Une proposition de règlement controversée. Les Sackler ont proposé un accord transformant Purdue en une fiducie à but non lucratif, avec les profits futurs (issus des ventes d’opioïdes) destinés à gérer la crise. Ils offraient 3 milliards de dollars supplémentaires issus de leur fortune personnelle, conditionnés à la vente de leurs actifs internationaux Mundipharma. Crucialement, cet accord exigeait une immunité juridique étendue pour la famille contre toutes poursuites futures liées aux opioïdes, sans aucune reconnaissance de faute.

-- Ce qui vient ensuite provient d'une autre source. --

PR #177, opened 2024-02-05
Implement support for general (auxiliary) tensor indices

### LINKED ISSUE #107: General tensor indices
`Tensor` objects (or more generally: anything fulfilling the `AbstractTensor` concept) are expected to divide their indices into bra and ket indices. There seems to be a connection (at least notation-wise) that bra indices correspond to creator indices and ket indices correspond to annihilator indices.

However, there are situations in which one would want to introduce a tensor object that has indices that are not connected to either a creator or annihilator operator (and would thus neither really fit into the bra or the ket group). Examples of where such tensors may enter are tensor decompositions like e.g. density fitting (resolution of the identity):
$g^{pq}_{rs} \approx B^p_r(Q) B^q_s(Q) - B^p_s(Q) B^q_r(Q)$
where `B` are the DF tensors and `Q` is an index in the auxiliary basis that is used for the DF approximation. This kind of decomposition is only performed on the actual (numeric) tensor object and therefore never appears in the second-quantized formalism and thus is not associated with a creator or annihilator.

While to my understanding the assignment of indices in tensor objects is only for notational purposes (when e.g. exporting to LaTeX), it'd be nice to conceptually keep the creator/annihilator association of tensor indices.

Therefore, I am proposing to extend the tensor concept to support general indices (neither creator nor annihilator).

### LINKED ISSUE #161: Simplify can end up renaming external indices
The following code snippet 
```cpp
auto input = parse_expr(L"-1 S{a_1,a_2;i_1,i_2}:N * f{i_3;i_2}:N * t{a_1,a_2;i_1,i_3}:N");
std::wcout << deparse_expr(input) << "\n";
auto output = simplify(input);

std::wcout << deparse_expr(input) << "\n" << deparse_expr(output) << "\n";
```
produces
```
-1 S{a_1,a_2;i_1,i_2}:N * f{i_3;i_2}:N * t{a_1,a_2;i_1,i_3}:N
-1 S{a_1,a_2;i_1,i_3}:N * f{i_2;i_3}:N * t{a_1,a_2;i_1,i_2}:N
-1 S{a_1,a_2;i_1,i_3}:N * f{i_2;i_3}:N * t{a_1,a_2;i_1,i_2}:N
```
Note that simplification has renamed the external index `i_2` to `i_3` and now uses `i_2` as a contraction index.

Also, I am not sure if calling `simplify` on an expression is supposed to modify the handed-in expression in-place instead of only returning a simplified expression.

Krzmbrzl:
This PR
- adds a new index group (`auxiliary`) to the tensor interface. These indices are (for now) assumed to never carry spin (they are ignored for e.g. spintracing) and they are assumed to be fully non-symmetric.
- Refactor the `TensorNetwork` implementation to make the implementation (hopefully) a bit more readable and also to fix some issues in the old implementation (under certain circumstances the resulting output wasn't canonical). Furthermore, the new implementation ensures that canonicalization is a single-pass step. No more need to sandwich a slow canonicalization between two fast ones (though the implementation doing the sum canonicalization was left alone and thus still uses a multi-pass procedure). Finally, the new implementation supports canonicalization of tensors with auxiliary indices.
- Some more or less minor changes/refactoring - see individual commits for summaries 

Additional notes:
- I tried adapting the wick implementation's dependence on the graph-representation of a tensor network but failed to get things working together. Thus, I have re-introduced the old graph-representation as a new `WickGraph` class that will be used for Wick. At some point we should try wiring up the Wick impl to the new graph representation, but for now I'm afraid I don't have the time to keep trying.

Fixes #161
Fixes #107


Krzmbrzl:
@evaleev I believe this is ready for review now. Note that this PR has a cross-relation to #180 in that if either of these PRs is merged, the other needs to be updated.

/CC @ak-ustutt

Krzmbrzl:
Rebased against current master and thereby resolved the cross-dependence on the hash PR

Krzmbrzl:
Merged with master (no rebase due to too many conflicts with #184 - didn't feel like doing a rebase with those)

evaleev:
@Krzmbrzl thanks, this is quite a chunk of work!!! I just had a look at this ... do you recall what the issue is with the Wick engine not meshing with the new network graph? At least, what the symptoms were?

Krzmbrzl:
> do you recall what the issue is with the Wick engine not meshing with the new network graph? At least, what the symptoms were?

@evaleev At first I ran into various asserts within the Wick impl due to not having resolved an implicit assumption about the graph representation. Those were about e.g. tensor core vertex ID's being usable as indices into the tensor vector of the network.
Once I fixed the code triggering the assertion I still had the issue of producing wrong results. Iirc for test cases I mostly saw failures where my patched code produced one or two additional terms.
Finally, running the `srcc` example, the performance was observed to be terribly degraded compared to the unpatched version. Furthermore, during the derivation of the doubles or triples residual (I think it was the doubles), RAM consumption simply kept increasing until my system ran out of RAM (32 GB). I believe that I somehow created an infinite loop in the recursive wick impl call tree.

Note that I did find some bugs in my new canonicalization routine after having re-introduced the old graph for the Wick program so perhaps (part of) the issue in the end was a buggy graph representation after all.

----

My biggest problem in all of this was that the wick implementation and the graph representation are tightly coupled, but only implicitly. That means that the wick implementation access what should probably be an implementation detail of the tensor network implementation (the exact graph representation).
If this dependence would instead be through a level of indirection (e.g. member function of a graph object (e.g. `vertex_id_to_tensor_index`)), refactoring would probably be a lot easier as then the parts of the code that need to be adapted is strictly limited to the implementation of these indirection functions.

Krzmbrzl:
@evaleev the new SRCC tests for CSVs are failing. One of them fails due to an unmet assertion that detected external indices are unique, but this unique-ness is based on `Index::LabelCompare` - this was overtaken from the old implementation. However, in the SRCC example 5 I now get two external indices `{a_2^{{i_1}}}` and `{a_2^{{i_2}}}` that only differ in their proto index label.
I would tend to replace the `LabelCompare` with a `FullLabelCompare`, but I'm not sure what the expected behavior is in this case as I have never worked with CSVs. Any insights from your end?

Krzmbrzl:
Superseded by #243

PR #187, opened 2024-03-13
Conner local/runtime_IndexSpace

cmasteran1:
NOT FINISHED. Main goal is to generalize IndexSpace for runtime construction.

changes:
- `Context` contains an `IndexSpaceRegistry`, instead of `IndexSpaceRegistry` being a static member of `IndexSpace`. This gives the user freedom to define set-theoretic relationships on the spaces (union, intersect, order), and removes the need to have fixed definitions for standard spaces.
- To use `SingleProduct` fermionic algebra and operators, the user must additionally define a space which is `vacuum_occupied`. This change naturally leads to more general operator construction (no need to distinguish whether an operator is single-reference or multi-reference. The operator form can be deduced from the IndexSpaceRegistry). This leads to significant removal of redundant code in `mbpt`.


SeQuant/core/space.hpp
```diff
@@ -417,109 +314,446 @@ class IndexSpace {
...
+    base_key_ = other.get_base_key();
+    approximate_size_ = other.get_approximate_size();
     return *this;
   }
 
-  /// @brief constructs an instance of an IndexSpace object
-  IndexSpace(Type type, QuantumNumbers qns) noexcept : attr_(type, qns) {
-    assert(attr_.is_valid());
+
+  const Attr get_attr()const {
```
Krzmbrzl, line 362:
```suggestion
  Attr get_attr()const {
```
`const` on non-reference/pointer return values are usually not desirable: see also https://stackoverflow.com/a/8716406

SeQuant/core/space.hpp
```diff
@@ -417,109 +314,446 @@ class IndexSpace {
...
+
+  // having approximate sizes of spaces can be helpful when optimizing evaluation order.
+  unsigned long get_approximate_size() const {
+    return approximate_size_;
   }
 
  private:
   Attr attr_ = Attr::invalid();
+  std::wstring base_key_;
+  unsigned long approximate_size_;
```
Krzmbrzl, line 386:
```suggestion
  std::size_t approximate_size_;
```
could be seen as more idiomatic: use size_t for anything representing a size

SeQuant/core/space.hpp
```diff
@@ -417,109 +314,446 @@ class IndexSpace {
...
-    assert(attr.is_valid());
+  //explicit IndexSpace(Attr attr) noexcept : attr_(attr) {
+  //  assert(attr.is_valid());
+  //}
+
+
+
+  static std::wstring to_wstring(std::wstring_view key) {
+    return std::wstring(key.begin(), key.end());
   }
```
Krzmbrzl, line 396: What is this used for? It should be completely equivalent to simply writing `std::wstring(key)` - implementing a wrapper function for this doesn't seem to gain much

SeQuant/core/space.hpp
```diff
@@ -417,109 +314,446 @@ class IndexSpace {
...
+};
 
-  static std::wstring_view reduce_key(std::wstring_view key) {
-    const auto underscore_position = key.rfind(L'_');
-    return key.substr(0, underscore_position);
+// An IndexSpaceRegistry is a context specific, modifiable, list of registered indices.
+// It is the task of the USER to ensure that all spaces for their context are included.
+// the result of certain set operations such as intersection and unIon require access to the registry
+//
+class IndexSpaceRegistry{
```
Krzmbrzl, line 404: I would propose putting this into its own header file for better discoverability

SeQuant/core/space.hpp
```diff
@@ -417,109 +314,446 @@ class IndexSpace {
...
-    throw bad_key();
+  //retrieve an IndexSpace from the registry by the label
+  IndexSpace retrieve(std::wstring_view label) const{
+    for(auto it = label_space.begin(); it != label_space.end(); ++it){
+      if(IndexSpace::reduce_key(label) == it->first){
+        return it->second;
+      }
+    }
+    throw std::invalid_argument("The label you are trying to retrieve has not been registered");
+    return label_space.at(L"");
```
Krzmbrzl, line 419: Unreachable code

SeQuant/core/space.hpp
```diff
@@ -417,109 +314,446 @@ class IndexSpace {
...
-    if (found_it != key2attr_.end()) return found_it->second;
-    throw bad_key();
+  //retrieve an IndexSpace from the registry by the label
+  IndexSpace retrieve(std::wstring_view label) const{
+    for(auto it = label_space.begin(); it != label_space.end(); ++it){
+      if(IndexSpace::reduce_key(label) == it->first){
+        return it->second;
+      }
+    }
+    throw std::invalid_argument("The label you are trying to retrieve has not been registered");
```
Krzmbrzl, line 418: It'd be nice if the error message contained the key that wasn't found

SeQuant/core/space.hpp
```diff
@@ -417,109 +314,446 @@ class IndexSpace {
...
+    return label_space.at(L"");
   }
 
-  static std::wstring to_wstring(std::wstring_view key) {
-    return std::wstring(key.begin(), key.end());
+  //add an IndexSpace to this registry. duplicate type bitsets forbidden
+  void add(IndexSpace IS){
+    if(!(find_IndexSpace(IS) == nulltype) ){
```
Krzmbrzl, line 424:
```suggestion
    if(find_IndexSpace(IS) != nulltype){
```
(for easier readability - the leading ! can be easily missed along the parenthesis)

SeQuant/core/space.hpp
```diff
@@ -417,109 +314,446 @@ class IndexSpace {
...
+if(label_space.find(label) == label_space.end()){
+throw std::invalid_argument("label not added to registry");
+}
+density_occuiped_ = label_space[label];
+}
+
+
+ private:
+  std::map<std::wstring ,IndexSpace> label_space;
+  const IndexSpace nulltype= {L"",0,0};
```
Krzmbrzl, line 708:
```suggestion
  static const IndexSpace nulltype= {L"",0,0};
```

SeQuant/core/space.hpp
```diff
@@ -417,109 +314,446 @@ class IndexSpace {
...
+
+  ///TODO use c++20 std::has_single_bit() when we update to this version
+  bool has_single_bit(std::uint32_t bits){
+    return bits&(((bool)(bits&(bits-1)))-1);
```
Krzmbrzl, line 712:
```suggestion
    return bits && !(bits & (bits - 1));
```
conversion from integral types to booleans happens implicit

SeQuant/core/space.hpp
```diff
@@ -417,109 +314,446 @@ class IndexSpace {
...
+  }
+  // find an indexspace from its type. return nullspace if not present.
+  // a bit strange, but prevents an additional map that needs to be maintained
+  const IndexSpace find_IndexSpace(IndexSpace IS)const{
```
Krzmbrzl, line 716:
```suggestion
  IndexSpace find_IndexSpace(const IndexSpace &IS)const{
```
The same suggestion also applies to other functions in the registry class. An alternative would be to return a const _reference_ to the index space to avoid downstream code having to copy the space object if they are only interested in a property of it.

SeQuant/core/space.hpp
```diff
@@ -417,109 +314,446 @@ class IndexSpace {
...
+  // sometimes we wish to check whether if an antribute is in the registry
+const IndexSpace find_IndexSpace(IndexSpace::Attr attr)const{
+  for(auto it = label_space.begin(); it != label_space.end(); it++){
+    if(it->second.attr() == attr){
+      return it->second;
+    }
   }
+  return nulltype;
+}
+  IndexSpace complete_ = {L"",0,0}; // need to define to use generic operator class
```
Krzmbrzl, line 735: Complete here means that this is supposed to be the (implicit) union of all registered index spaces, correct?
If so, a term that I have seen more often in this context is "general" rather than "complete" but that may very well be subjective perception.

SeQuant/core/space.hpp
```diff
@@ -417,109 +314,446 @@ class IndexSpace {
...
+  IndexSpace vacuum_occupied_ = {L"",0,0}; // needed for fermi vacuum wick application
+  IndexSpace density_occuiped_ = {L"",0,0};
+  // both needed to make excitation and de-excitation operators. not neccessarily exclusionary in the case of
+  // multi-reference context.
+  IndexSpace active_particle_space_ = {L"",0,0};
+  IndexSpace active_hole_space_ = {L"",0,0};
```
Krzmbrzl, line 741: Why not use default constructors?
```suggestion
  IndexSpace complete_; // need to define to use generic operator class
  IndexSpace vacuum_occupied_; // needed for fermi vacuum wick application
  IndexSpace density_occupied_;
  // both needed to make excitation and de-excitation operators. not neccessarily exclusionary in the case of
  // multi-reference context.
  IndexSpace active_particle_space_;
  IndexSpace active_hole_space_;
```

SeQuant/core/space.hpp
```diff
@@ -417,109 +314,446 @@ class IndexSpace {
...
+      if(!same_qns){throw std::invalid_argument("asking for the intersection of spaces with incompatible quantum number attributes.");}
+      auto intersection_attr = space1.type().intersection(space2.type());
+      IndexSpace intersection_space = find_IndexSpace({intersection_attr,space1.qns()});
+      // the nullspace is a reasonable return value for intersection
+      if(intersection_space == nulltype && intersection_attr != 0){
+        throw std::invalid_argument("The resulting space is not registered in this context. Add this "
+            "space to the registry with a label to use it.");
+      }
+      else{return intersection_space;}
+    }
```
Krzmbrzl, line 520: After branches that end in a `return` or a `throw`, it is not necessary to write following code in an `else` statement. Omitting the `else` has the advantage of not having to indent that following code by another level which tends to make things more readable if multiple nested indentation levels are at play.

SeQuant/domain/mbpt/convention.cpp
```diff
@@ -62,118 +28,138 @@ auto qndecorate(qns qn, std::wstring_view label) {
...
+  standard_reference_registry.add(complete_unoccupied);
+
+  IndexSpace all(L"p",unoccupied.type().unIon(occupied.type()).to_int32());
+  standard_reference_registry.add(all);
+
+  IndexSpace complete(L"κ",complete_unoccupied.type().unIon(occupied.type()).to_int32());
+  standard_reference_registry.add(complete);
+
+  //only neccessary for some Operator definitions
+  standard_reference_registry.assign_density_occupied(L"m");
```
Krzmbrzl, line 69: Maybe an overload for the `assign` functions would be nice that takes an index space object and then internally resorts to adding the index space and associating its label with the respective group. That would allow to configure such spaces with a single function call instead of two.

SeQuant/core/space.hpp
```diff
@@ -417,109 +314,446 @@ class IndexSpace {
...
+  return nulltype;
+ }
+
+// pure occupied means all states are occupied in a given reference
+bool is_pure_occupied(IndexSpace IS)const{
+ if(IS == nulltype_()){
+    return  false;
+}
+   if(IS.type().to_int32() <= vacuum_occupied().type().to_int32()){
+return true;
```
Krzmbrzl, line 595: This implies numeric ordering of bit patterns which (at least to me) is not obvious. I would have expected bit patterns to only indicate whether spaces overlap or not. If the numeric value is taken into account like it is here, this needs to be documented (rather visibly, I would say).

Wouldn't it be possible to leverage the overlap mechanic for this by having the user define `vacuum_occupied` as the union of all possible sub-spaces that are occupied in the vacuum? In that case this function could check that there is an intersection between the given spaces.

SeQuant/core/space.hpp
```diff
@@ -417,109 +314,446 @@ class IndexSpace {
...
+      }
+      result.push_back(excluded_space);
+    }
+    return result;
+  }
+
+// do two spaces have non_overlapping spaces
+bool has_non_overlapping_spaces(const IndexSpace &space1, const IndexSpace &space2)const{
+if(space1.type().exclusionary_or(space2.type()).to_int32() == 0) {return false;}
+else{ return true;}
```
Krzmbrzl, line 583:
```suggestion
return space1.type().exclusionary_or(space2.type()).to_int32() != 0;
```
No need for any branching when all you want to do is return a bool

SeQuant/core/space.hpp
```diff
@@ -417,109 +314,446 @@ class IndexSpace {
...
+      if(it != label_space.end() && !found){
+        it++;
+      }
+    }
+    if(!found){throw "orginal label not found!";}
+  }
+
+
+  //pass a function which computes a logical bit operation between two IndexSpace.type()
+  const bool valid_bitop( const IndexSpace i1, const IndexSpace i2, const std::function<int32_t(int32_t,int32_t)> op) {
```
Krzmbrzl, line 494:
```suggestion
  bool valid_bitop( const IndexSpace &i1, const IndexSpace &i2, const std::function<int32_t(int32_t,int32_t)> &op) {
```

SeQuant/core/space.hpp
```diff
@@ -417,109 +314,446 @@ class IndexSpace {
...
+      return a.first.type() < b.first.type();
+    });
+    return result;
+  }
+
+  // clear the label_space map essentially clearing the registry
+  void clear_registry(){
+    label_space.clear();
+    IndexSpace nulltype(L"",0,0);
+    this->add(nulltype);
```
Krzmbrzl, line 455:
```suggestion
    this->add(nulltype);
```
Presumably, we want to reuse the class-level `nulltype` instance

Krzmbrzl (commented):
I'm thinking that the user could be freed of the burden of defining all intersection and union types explicitly if they don't mind about the specific labels used by adding a function `IndexSpaceRegistry::createMissingSpaces()` that will automatically check all possible unions and intersections of registered spaces and if no space is registered for this union/intersection, create a new space with an auto-assigned space label (that must not conflict with an already assigned label).
As long as the label-association is logged (e.g. `'a' is the union of 'b'  and 'c'), this should still allow users to figure out what a given space actually means.

SeQuant/core/space.hpp
cmasteran1: This does imply an ordering. I am assuming that all registries which deal with fermions should be ordered such that occupied type orbitals come before unoccupied type orbitals. I will document this better. I assume this is a reasonable assumption for any practical choice of partitioning, is there a case where this might not be true?

Krzmbrzl: > I assume this is a reasonable assumption for any practical choice of partitioning, is there a case where this might not be true?

It might be, but I think we don't really need it. The index space concept would (from my POV) be simpler if it involved only a single concept (bit patterns to describe overlapping spaces) instead of involving a second, unrelated concept (ordering based on the numeric values of those bit patterns).

Krzmbrzl: Additionally, this logic can only ever be applied to a single orbital space group as all other groups would necessarily have higher values where the first group (occupied) would necessarily have lower values and thus by this logic be included in the check.
And if the check was to be extended with a lower bound as to not overlap with lower spaces, this would implicitly end up pre-defining  existing index spaces which would make defining nee ones more involved (as they have to evade falling into one of those implicit assumptions)

SeQuant/core/context.cpp
```diff
@@ -31,15 +31,17 @@ set_scoped_default_context(const Context& ctx) {
...
                  SPBasis spb, std::size_t fdio)
     : vacuum_(vac),
+      idx_space_reg_(std::make_shared<IndexSpaceRegistry>(isr)),
       metric_(m),
       braket_symmetry_(bks),
       spbasis_(spb),
       first_dummy_index_ordinal_(fdio) {}
 
 Vacuum Context::vacuum() const { return vacuum_; }
+std::shared_ptr<IndexSpaceRegistry> Context::index_space_registry() const {return idx_space_reg_;};
```
evaleev, line 44: @cmasteran1 you must install `pre-commit` git hooks and use it throughout. Autoformatting is the only sane way ...

tests/unit/test_parse_expr.cpp
```diff
@@ -80,19 +80,8 @@ ParseErrorMatcher parseErrorMatches(std::size_t offset, std::size_t length,
...
-  minimal_sp.add(iup);
-  IndexSpace idown(L"i", 0b01, mbpt::Spin::beta);
-  minimal_sp.add(idown);
-  IndexSpace anull(L"a", 0b10, mbpt::Spin::any);
-  minimal_sp.add(anull);
-  IndexSpace aup(L"a", {0b10}, mbpt::Spin::alpha);
-  minimal_sp.add(aup);
-  IndexSpace adown(L"a", {0b10}, mbpt::Spin::beta);
-  minimal_sp.add(adown);
+  IndexSpaceRegistry minimal_sp = mbpt::make_min_sr_subspaces();
```
evaleev, line 83: `make_min_sr_subspaces()` already calls `add_fermi_spin()` ...

SeQuant/core/expr.cpp
```diff
@@ -378,7 +378,8 @@ ExprPtr Sum::canonicalize_impl(bool multipass) {
     // ... then reduce terms whose hash values are identical
     auto first_it = begin(summands_);
     auto hash_comparer = [](const auto &first, const auto &second) {
-      return first->hash_value() == second->hash_value();
+      bool first_is_second = first->hash_value() == second->hash_value();
+      return first_is_second;
```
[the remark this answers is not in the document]
evaleev: fixed

SeQuant/core/space.hpp
```diff
@@ -5,17 +5,14 @@
...
-#include <stdexcept>
-#include <string>
-#include <string_view>
-#include <utility>
+#include <cmath>
 
-#include <SeQuant/core/container.hpp>
+#include "attr.hpp"
+#include "container.hpp"
+
```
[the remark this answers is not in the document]
evaleev: addressed via 71bb340a4b51fbe549e211bd2b5c0cedc9854b40

evaleev (approved):
Still will need tweaks to API and cleanup ... but mostly there, so makes sense to merge so that other branches can adjust

PR #4578, opened 2021-03-04
Fix create_option() spec description error

### LINKED ISSUE #4569: spec description error
https://github.com/erlang/otp/blob/4cdd991df2885398a7c00c85b4340c34197b92d3/lib/mnesia/src/mnesia.erl#L145

dong50252409:
Closes #4569


dgud:
I believe you could have forced pushed you branch on the other PR.
Thanks for finding the bug and the fix.

PR #4579, opened 2021-03-04
Show docs from any textual chunk in the shell

josevalim:
This pull request augments shell_docs to also
handle any chunk with type of "text". Those will
be rendered as is and allow the Erlang shell to
show the documentation of projects that do not
adhere to the application/erlang+html format.
This is useful because many documentation formats
(Markdown, Asciidoc, etc) are readable in their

Indignation et batailles judiciaires en cours. De nombreux procureurs généraux, notamment dans des États démocrates comme le Massachusetts et New York, ont vigoureusement rejeté cette proposition, la qualifiant « d’insulte » et de « mascarade ». Ils ont souligné que les Sackler avaient siphonné des milliards de Purdue, laissant peu pour les victimes, et tentaient désormais d’acheter leur immunité. Les enquêtes ont révélé que la famille avait transféré plus de 10 milliards hors de Purdue depuis 2007. La procédure de faillite est devenue un champ de bataille, avec victimes et procureurs cherchant à tenir les Sackler personnellement responsables et à empêcher leur impunité.
Résumé des avis
Empire of Pain est un récit minutieusement documenté et captivant qui explore le rôle de la famille Sackler dans la crise des opioïdes. Keefe retrace avec maîtrise trois générations de Sackler, depuis leurs débuts modestes jusqu’à leur ascension en tant que magnats de l’industrie pharmaceutique. L’ouvrage dévoile la stratégie agressive de commercialisation de l’OxyContin par la famille, ainsi que leur déni des propriétés addictives du médicament. Le lecteur est tenu en haleine par le style narratif de Keefe, qui se lit comme un thriller tout en révélant l’impact dévastateur de la cupidité corporative. De nombreux critiques saluent l’enquête approfondie du livre et sa capacité à susciter colère et incrédulité face aux agissements des Sackler.